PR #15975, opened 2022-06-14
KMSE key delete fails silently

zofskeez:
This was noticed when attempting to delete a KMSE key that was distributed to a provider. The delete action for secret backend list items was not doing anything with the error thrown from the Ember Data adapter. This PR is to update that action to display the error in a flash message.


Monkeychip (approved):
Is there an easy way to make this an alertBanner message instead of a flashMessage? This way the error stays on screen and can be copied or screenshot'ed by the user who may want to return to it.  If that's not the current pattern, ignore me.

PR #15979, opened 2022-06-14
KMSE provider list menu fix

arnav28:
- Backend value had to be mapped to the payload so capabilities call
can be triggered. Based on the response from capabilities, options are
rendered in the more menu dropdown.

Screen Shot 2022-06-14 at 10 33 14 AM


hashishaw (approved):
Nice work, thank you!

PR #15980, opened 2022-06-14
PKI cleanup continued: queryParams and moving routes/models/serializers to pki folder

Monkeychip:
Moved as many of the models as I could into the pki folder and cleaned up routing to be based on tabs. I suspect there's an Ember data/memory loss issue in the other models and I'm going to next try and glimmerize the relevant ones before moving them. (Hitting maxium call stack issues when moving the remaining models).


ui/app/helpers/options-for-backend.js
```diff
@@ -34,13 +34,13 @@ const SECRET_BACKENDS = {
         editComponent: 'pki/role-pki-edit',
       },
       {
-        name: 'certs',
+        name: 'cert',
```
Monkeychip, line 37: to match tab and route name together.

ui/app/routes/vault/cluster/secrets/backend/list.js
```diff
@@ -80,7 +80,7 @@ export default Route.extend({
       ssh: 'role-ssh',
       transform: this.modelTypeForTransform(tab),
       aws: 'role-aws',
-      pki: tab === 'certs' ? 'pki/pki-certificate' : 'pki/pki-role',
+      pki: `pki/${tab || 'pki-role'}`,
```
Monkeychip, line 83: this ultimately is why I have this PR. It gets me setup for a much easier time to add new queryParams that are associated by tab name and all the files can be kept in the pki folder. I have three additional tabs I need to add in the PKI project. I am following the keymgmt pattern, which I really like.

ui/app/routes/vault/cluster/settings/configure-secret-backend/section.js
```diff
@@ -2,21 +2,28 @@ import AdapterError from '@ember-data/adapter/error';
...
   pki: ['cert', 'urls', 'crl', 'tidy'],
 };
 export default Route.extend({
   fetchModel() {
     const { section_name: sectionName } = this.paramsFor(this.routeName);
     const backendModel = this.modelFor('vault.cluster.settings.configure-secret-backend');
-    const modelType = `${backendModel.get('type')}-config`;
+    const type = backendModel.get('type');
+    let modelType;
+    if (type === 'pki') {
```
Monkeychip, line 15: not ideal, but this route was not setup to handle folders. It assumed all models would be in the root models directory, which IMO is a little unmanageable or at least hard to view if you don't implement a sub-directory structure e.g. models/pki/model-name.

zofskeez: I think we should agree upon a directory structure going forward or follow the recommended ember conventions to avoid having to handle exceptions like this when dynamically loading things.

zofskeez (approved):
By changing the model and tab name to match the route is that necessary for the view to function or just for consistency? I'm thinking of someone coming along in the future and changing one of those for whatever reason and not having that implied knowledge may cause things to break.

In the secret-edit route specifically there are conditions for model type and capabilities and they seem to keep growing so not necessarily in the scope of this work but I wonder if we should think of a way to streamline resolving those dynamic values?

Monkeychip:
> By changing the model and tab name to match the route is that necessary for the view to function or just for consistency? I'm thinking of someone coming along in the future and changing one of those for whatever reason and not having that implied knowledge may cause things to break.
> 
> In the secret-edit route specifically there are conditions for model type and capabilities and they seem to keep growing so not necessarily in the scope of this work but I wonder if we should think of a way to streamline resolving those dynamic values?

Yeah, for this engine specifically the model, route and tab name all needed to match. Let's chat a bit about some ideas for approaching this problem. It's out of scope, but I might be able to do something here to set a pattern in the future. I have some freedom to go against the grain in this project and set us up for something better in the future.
---
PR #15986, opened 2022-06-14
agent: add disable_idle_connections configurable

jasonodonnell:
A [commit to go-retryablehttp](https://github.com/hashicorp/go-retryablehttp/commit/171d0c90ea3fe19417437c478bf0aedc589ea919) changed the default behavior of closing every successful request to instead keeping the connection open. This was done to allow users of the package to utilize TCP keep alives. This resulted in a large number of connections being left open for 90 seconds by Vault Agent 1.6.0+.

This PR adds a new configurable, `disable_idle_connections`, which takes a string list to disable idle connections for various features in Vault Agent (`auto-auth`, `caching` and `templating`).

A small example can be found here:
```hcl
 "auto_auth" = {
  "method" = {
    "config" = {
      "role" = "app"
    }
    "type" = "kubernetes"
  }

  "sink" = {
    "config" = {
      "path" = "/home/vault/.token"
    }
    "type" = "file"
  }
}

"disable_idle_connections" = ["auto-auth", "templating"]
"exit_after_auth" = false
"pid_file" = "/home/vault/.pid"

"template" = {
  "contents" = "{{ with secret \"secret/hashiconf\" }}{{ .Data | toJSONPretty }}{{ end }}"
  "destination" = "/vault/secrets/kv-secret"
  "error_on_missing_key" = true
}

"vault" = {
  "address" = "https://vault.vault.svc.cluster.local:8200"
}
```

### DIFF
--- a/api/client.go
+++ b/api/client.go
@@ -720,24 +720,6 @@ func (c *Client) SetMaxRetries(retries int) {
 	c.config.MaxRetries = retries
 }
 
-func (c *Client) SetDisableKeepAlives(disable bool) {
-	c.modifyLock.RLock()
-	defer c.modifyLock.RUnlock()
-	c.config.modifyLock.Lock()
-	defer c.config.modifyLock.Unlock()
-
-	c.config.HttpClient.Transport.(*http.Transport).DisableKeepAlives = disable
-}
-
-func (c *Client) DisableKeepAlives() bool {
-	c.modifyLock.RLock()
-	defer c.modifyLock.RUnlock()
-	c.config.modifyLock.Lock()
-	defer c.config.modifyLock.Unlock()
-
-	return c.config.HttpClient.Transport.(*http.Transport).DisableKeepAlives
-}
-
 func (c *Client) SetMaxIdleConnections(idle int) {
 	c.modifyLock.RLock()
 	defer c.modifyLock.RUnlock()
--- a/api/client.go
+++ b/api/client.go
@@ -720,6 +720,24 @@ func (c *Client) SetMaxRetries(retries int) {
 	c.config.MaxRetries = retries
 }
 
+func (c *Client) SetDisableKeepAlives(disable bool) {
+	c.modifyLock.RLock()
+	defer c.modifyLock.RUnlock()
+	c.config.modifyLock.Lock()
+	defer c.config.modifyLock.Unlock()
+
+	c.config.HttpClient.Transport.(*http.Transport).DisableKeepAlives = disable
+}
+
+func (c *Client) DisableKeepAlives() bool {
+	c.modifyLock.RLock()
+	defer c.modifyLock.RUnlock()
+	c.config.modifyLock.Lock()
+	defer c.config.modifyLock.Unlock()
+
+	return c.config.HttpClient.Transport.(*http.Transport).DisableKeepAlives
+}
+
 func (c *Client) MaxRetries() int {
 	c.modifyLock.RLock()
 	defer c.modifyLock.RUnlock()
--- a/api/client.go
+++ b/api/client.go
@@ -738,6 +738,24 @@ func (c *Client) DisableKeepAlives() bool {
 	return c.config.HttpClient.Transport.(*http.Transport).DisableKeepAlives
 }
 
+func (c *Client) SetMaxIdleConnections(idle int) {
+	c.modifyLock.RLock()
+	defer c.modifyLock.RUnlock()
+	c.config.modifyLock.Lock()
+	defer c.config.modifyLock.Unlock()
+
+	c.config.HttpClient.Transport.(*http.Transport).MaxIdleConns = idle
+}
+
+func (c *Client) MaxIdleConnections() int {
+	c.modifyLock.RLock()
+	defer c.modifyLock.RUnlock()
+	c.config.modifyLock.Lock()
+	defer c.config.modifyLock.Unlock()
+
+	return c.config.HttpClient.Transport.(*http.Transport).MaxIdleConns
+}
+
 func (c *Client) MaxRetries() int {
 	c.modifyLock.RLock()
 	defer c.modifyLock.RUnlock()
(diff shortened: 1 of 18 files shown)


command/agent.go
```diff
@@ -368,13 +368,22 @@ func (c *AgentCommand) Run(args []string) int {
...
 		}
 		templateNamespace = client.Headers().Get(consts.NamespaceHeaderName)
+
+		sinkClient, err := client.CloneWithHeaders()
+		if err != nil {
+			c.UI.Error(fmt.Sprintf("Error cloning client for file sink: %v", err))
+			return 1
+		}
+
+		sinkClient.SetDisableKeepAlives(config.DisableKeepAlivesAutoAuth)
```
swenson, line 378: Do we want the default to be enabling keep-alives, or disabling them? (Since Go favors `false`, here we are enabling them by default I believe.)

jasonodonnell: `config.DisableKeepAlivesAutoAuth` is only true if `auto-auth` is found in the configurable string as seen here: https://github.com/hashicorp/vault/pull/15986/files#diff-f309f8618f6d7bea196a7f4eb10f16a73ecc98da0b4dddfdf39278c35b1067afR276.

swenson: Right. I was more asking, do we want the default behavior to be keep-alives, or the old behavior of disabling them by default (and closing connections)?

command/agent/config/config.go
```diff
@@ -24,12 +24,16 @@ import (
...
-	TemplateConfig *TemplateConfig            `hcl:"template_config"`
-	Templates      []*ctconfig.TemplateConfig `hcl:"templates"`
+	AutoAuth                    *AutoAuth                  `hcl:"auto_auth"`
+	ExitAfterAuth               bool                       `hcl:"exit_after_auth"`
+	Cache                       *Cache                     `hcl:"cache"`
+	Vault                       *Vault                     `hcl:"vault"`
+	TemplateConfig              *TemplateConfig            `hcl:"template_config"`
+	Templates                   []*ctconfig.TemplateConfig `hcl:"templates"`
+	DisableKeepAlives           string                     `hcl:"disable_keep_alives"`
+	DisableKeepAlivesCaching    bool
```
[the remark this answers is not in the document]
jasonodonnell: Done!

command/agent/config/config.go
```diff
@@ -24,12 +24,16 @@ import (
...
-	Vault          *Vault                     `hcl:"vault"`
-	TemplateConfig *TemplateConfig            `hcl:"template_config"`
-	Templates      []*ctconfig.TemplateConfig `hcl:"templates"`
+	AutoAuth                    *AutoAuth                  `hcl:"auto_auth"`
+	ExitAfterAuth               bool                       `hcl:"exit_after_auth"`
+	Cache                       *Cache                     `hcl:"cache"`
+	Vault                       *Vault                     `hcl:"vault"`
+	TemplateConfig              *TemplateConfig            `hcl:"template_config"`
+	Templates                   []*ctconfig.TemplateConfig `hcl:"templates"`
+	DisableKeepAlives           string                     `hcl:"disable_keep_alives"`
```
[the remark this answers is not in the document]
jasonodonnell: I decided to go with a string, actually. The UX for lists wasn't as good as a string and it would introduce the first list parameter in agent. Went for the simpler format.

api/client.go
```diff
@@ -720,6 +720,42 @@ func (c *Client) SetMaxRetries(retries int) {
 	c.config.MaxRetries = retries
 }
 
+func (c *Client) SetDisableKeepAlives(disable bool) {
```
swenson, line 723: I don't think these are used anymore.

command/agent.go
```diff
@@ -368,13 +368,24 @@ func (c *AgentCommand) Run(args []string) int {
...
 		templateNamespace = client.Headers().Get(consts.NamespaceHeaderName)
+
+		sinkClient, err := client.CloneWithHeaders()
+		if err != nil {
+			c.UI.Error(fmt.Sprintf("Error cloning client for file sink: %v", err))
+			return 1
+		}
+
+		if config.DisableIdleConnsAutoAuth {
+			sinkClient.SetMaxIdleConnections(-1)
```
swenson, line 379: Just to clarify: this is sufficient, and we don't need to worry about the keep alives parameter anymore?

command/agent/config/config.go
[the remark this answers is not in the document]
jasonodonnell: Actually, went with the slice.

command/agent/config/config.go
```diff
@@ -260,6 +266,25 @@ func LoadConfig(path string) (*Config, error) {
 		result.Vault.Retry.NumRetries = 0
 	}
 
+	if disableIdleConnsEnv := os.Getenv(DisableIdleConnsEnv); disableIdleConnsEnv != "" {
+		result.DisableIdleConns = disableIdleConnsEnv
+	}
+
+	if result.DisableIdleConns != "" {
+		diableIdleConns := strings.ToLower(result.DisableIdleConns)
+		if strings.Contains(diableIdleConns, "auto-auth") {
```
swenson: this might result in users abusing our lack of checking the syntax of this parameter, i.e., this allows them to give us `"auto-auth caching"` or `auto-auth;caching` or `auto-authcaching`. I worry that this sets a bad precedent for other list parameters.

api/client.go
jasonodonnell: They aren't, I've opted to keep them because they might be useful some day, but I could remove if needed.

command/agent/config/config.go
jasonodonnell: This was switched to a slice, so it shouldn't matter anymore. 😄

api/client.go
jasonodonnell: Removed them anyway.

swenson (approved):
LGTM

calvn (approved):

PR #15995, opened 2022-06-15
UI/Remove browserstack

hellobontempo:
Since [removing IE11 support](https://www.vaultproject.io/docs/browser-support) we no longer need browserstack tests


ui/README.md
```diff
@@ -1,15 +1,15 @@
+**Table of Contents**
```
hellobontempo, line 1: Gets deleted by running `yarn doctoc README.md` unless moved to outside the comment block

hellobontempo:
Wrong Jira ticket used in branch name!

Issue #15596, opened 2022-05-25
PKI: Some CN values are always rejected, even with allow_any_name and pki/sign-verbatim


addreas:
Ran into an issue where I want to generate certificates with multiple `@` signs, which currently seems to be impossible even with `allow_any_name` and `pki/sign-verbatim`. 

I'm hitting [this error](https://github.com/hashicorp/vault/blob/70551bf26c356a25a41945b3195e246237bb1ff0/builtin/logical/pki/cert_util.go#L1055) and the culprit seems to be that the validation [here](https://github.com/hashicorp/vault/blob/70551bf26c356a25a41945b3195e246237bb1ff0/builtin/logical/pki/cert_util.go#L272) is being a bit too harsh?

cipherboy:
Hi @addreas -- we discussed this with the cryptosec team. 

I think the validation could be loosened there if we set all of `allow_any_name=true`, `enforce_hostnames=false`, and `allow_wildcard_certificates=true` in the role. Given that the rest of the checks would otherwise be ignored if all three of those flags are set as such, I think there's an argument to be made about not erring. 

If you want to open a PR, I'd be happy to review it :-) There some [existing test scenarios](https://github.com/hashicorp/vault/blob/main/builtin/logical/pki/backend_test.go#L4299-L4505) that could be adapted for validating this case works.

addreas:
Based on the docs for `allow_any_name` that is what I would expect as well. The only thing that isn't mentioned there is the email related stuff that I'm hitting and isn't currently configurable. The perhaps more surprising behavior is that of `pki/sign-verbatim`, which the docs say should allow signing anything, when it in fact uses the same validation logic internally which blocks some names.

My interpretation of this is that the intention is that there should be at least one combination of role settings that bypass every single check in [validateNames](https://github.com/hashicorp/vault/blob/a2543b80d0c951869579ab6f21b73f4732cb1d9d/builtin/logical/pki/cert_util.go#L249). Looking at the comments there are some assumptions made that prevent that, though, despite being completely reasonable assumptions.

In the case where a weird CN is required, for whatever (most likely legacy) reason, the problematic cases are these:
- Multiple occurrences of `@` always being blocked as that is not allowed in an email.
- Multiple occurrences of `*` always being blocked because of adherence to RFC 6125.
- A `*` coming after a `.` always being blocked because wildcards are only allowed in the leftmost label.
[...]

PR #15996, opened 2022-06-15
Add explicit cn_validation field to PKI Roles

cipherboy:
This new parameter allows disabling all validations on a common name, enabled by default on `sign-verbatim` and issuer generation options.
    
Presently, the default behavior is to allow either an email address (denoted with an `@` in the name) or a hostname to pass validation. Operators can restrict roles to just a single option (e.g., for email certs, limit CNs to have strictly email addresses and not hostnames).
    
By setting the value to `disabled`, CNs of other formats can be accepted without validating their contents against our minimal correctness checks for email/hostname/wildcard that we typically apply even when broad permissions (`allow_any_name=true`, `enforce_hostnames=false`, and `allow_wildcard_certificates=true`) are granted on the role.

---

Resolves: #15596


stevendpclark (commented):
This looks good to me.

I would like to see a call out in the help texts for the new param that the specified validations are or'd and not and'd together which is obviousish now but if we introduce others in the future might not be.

=== Task prompt ===
After locating the line with "PKI: Some CN" above, return that line and every later line through the one with "Ran into an", word for word and with nothing else.

=== Solution ===
PKI: Some CN values are always rejected, even with allow_any_name and pki/sign-verbatim


addreas:
Ran into an issue where I want to generate certificates with multiple `@` signs, which currently seems to be impossible even with `allow_any_name` and `pki/sign-verbatim`. 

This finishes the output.